3
votes

Consider the following scenario: I am writing a function, within which there is a computationally intensive loop. I parallelized it with TBB's parallel_for. Now, the problem is that this function may be used on its own, and benefits from the parallelization. Or it maybe used within another loop. In the later case, the outer loop can also be parallelized. And often, it is better to only parallelize the outer loop.

Normally in TBB parallelize both the outer and inner loop is not a problem, since unlike OpenMP, nested parallelization in TBB does not results in additional threads being created. TBB merely create more tasks. However, sometime the overhead of the creating more tasks in the inner loop is still undesirable (I observed a 40% slowdown in one extreme situations).
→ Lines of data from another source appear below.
Issue #151, opened 2018-02-12
[VT-130] vit --watch option


taskwarrior:
_David Patrick on 2017-02-01T18:35:44Z says:_ 

 While vit is running, if something changes with the data, vit has now way of knowing, and doesn't immediately reflect the change. With the --watch option, if any of the source files change, the screen gets reloaded. This will make vit more useful in a multi-wondow or multi-application scenario.

taskwarrior:
Migrated metadata:
```
Created: 2017-02-01T18:35:44Z
Modified: 2017-04-24T13:57:36Z
```

taskwarrior:
_David Patrick on 2017-02-01T18:39:26Z says:_ 

 related (obviates?) to VT-93 and VT-47

taskwarrior:
_Eric Hymowitz on 2017-02-03T20:31:23Z says:_ 

 I'm not (by trade) a programmer.  I'm not sure I understand your work flow or (for that matter) git.  But I have a possible patch.  It requires tons of testing.  Right now, it's not an option, it's just "on".  It should eventually be an option which sets the "$alarmtime" variable.  But in the meantime, it's working for me, and maybe somebody else can test it and expand on it and improve it.

{code}
diff --git a/env.pl b/env.pl
index 10c5b60..f7deb66 100644
* -- a/env.pl
+++ b/env.pl
@@ -59,6 +59,10 @@ sub init_task_env {
       print "$_\r\n";
       exit(1);
     }
+    if ( $_ =~ /data\.location\s+(.*)/ ) {
+      $data_location = $1;
+      $data_location =~ s/~/$ENV{'HOME'}/;
+    }
   }
   close(IN);
   if ( defined $vit_header_color ) {
@@ -107,6 +111,18 @@ sub init_task_env {
   push((at)reports,'summary');
   (at)report_types = sort((at)reports);

+
+  # check for file updates
+  $SIG{'ALRM'} = sub {
+    my $then = (stat("$data_location/pending.data"))[9];
+    if ( time() - $then < $alarmtime + 2)
+    {
+       # &init_curses('refresh');
+       &read_report('refresh');
+       &draw_screen();
+    }
+    alarm $alarmtime;
+  };
 }

 return 1;
diff --git a/vit.pl b/vit.pl
index 197bb65..14f2981 100755
* -- a/vit.pl
+++ b/vit.pl
[...]

PR #158, opened 2018-11-15
Add SIGUSR1 handler that reloads taskwarrior data

tarruda:
Also add taskwarrior on_exit hook that will ensure any running vit instances are notified.

This is a simpler alternative to the patch provided by #151. The idea is that the on_exit.vit script will be manually copied by the user to the ~/.task/hooks directory, and whenever taskwarrior is updated any running vit instances will be refreshed.

### DIFF
--- a/getch.pl
+++ b/getch.pl
@@ -5,8 +5,6 @@ sub getch_loop {
   while (1) {
     my $ch = $report_win->getch();
     &audit("Received key: $ch");
-    $refresh_needed = 0;
-    $reread_needed = 0;
     $error_msg = '';
     $feedback_msg = '';
 
@@ -295,6 +293,8 @@ sub getch_loop {
     $prev_ch = $ch;
     if ( $reread_needed ) { &read_report('refresh'); }
     if ( $refresh_needed || $reread_needed ) { &draw_screen(); }
+    $refresh_needed = 0;
+    $reread_needed = 0;
 
   }
 }
--- a/on-exit.vit
+++ b/on-exit.vit
@@ -1,0 +1,12 @@
+#!/bin/sh -e
+
+modified=0
+while read modified_task
+do
+	modified=1
+done
+
+if [ $modified -eq 1 ]; then
+	# notify all running vit instances
+	killall -USR1 vit 2> /dev/null || true
+fi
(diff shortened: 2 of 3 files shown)


scottkosty:
Thanks for looking into this! I will take a look next time I process Vit issues. Probably the first thing I'll want to do is release 1.3 and then I'll be more open to features like this. I look forward to testing it. In the mean time, let me know if you make any modifications or find any unexpected behavior with your locally-applied patch.

tarruda:
Thanks

There are a few caveats with this approach:

- It depends the `getch` calls being interrupted when it receives SIGUSR1. I don't know if this behavior is portable across all operating systems or curses implementation (on Debian, the Perl curses module is linked against libncursesw and it works fine).
- `getch` will return -1 when interrupted by the signal, but this is currently is only handled in the getch_loop function. That means when a signal is received and vit is displaying a prompt or is in command mode, a `-1` will be echoed and the screen won't be updated.
- Unlike with the patch from #151, changes to .taskrc are not reflected until a task is updated.

There might be more issues I'm not aware, but this patch works fine for me.

The ideal way of implementing async updates from other programs is to use a function like `select()` to watch multiple file descriptors, but I'm not experienced with Perl so my goal was to implement the functionality with the minimum changes.

scottkosty:
Thanks for all of those comments! That will be helpful to me when reviewing the code and figuring out what to do. I might ask you to add an option to vitrc that turns this behavior on. i.e., it would be off by default but could be turned on with a simple line in the vitrc. I'm not sure though so don't spend your time on that yet.

ahillio:
Is this PR related in functionality to https://github.com/scottkosty/vit/pull/191 ?  I'd love to see `vit` screens automatically refreshed when the underlying task data is changed (which happens for me frequently using vimwiki diary (w/taskwiki plugin) in one tmux pane and vit in another tmux pane).

thehunmonkgroup:
This PR was for the no longer supported 1.3.x branch. I think #191 would effectively replace it, but not completely sure.

thehunmonkgroup:
Can be accomplished with the auto-refresh tools: https://github.com/vit-project/vit/blob/2.x/CUSTOMIZE.md#auto-refreshing-vits-interface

So is there a way to have TBB do not create any task when parallel_for etc is invoked while execution another parallel_for algorithm? Similar to the effect of OMP_NESTED=FALSE for OpenMP.

1
I've added some paragraph breaks so that this isn't just a "wall of text"Damien_The_Unbeliever

1 Answers

2
votes

Simple answer: No

Simple advice: Don't use simple_partitioner

There is no way to affect the parallel_for or other algorithms from outside or on the outer level except restricting their concurrency via task_scheduler_init or task_arena. Though, they are not well-suited for nested parallelism in any case.

Anyway, there should not be such a big impact on the performance if auto_partitioner is used (especially, on the nested level) and you follow TBB recommendation on the amount of work which is efficient for parallelization.

Though I admit that in the extreme cases it can be a problem. We (TBB developers) thought on optimizing auto partitioning parameters of parallel_for depending on the context where it is being executed. But the issue is that knowing whether we are on the nested level or not is not enough to reliably define the parameters. E.g. consider when a parallel_for is launched from a single task: formally, it is nesting but there is no parallelism on the outer level. Some parts of the task scheduler needs to be significantly reworked to be able to provide information about the number of busy workers at any given time in order to enable this idea.